TASK BRIEF: The answer must consist solely of the line that contains "Changed the XSOAR" and all subsequent lines of the data, each reproduced exactly.

(Stored items)
PR #24783, opened 2023-02-21
Changed PrivateIPs and InternalDomains lists to system

idovandijk:
## Status
Ready

## Description
Changed the XSOAR lists to `system:true` for server tests.

No


idovandijk:
@liorblob fyi

BenJoParadise (approved):

PR #24886, opened 2023-02-26
InsightVM / Nexpose Bugfixes

MichaelYochpaz:
## Status
- [ ] In Progress
- [x] Ready

### Bugs fixed:
- **nexpose-delete-site** and **nexpose-start-site-scan** commands won't work when using the `id` and `site` args respectively.
- **nexpose-start-site-scan** might fail if one of the site's assets is missing the `ip` key in the API response (encountered this while testing the previous bug)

TASK RESULT:
Changed the XSOAR lists to `system:true` for server tests.

No


idovandijk:
@liorblob fyi

BenJoParadise (approved):

PR #24886, opened 2023-02-26
InsightVM / Nexpose Bugfixes

MichaelYochpaz:
## Status
- [ ] In Progress
- [x] Ready

### Bugs fixed:
- **nexpose-delete-site** and **nexpose-start-site-scan** commands won't work when using the `id` and `site` args respectively.
- **nexpose-start-site-scan** might fail if one of the site's assets is missing the `ip` key in the API response (encountered this while testing the previous bug)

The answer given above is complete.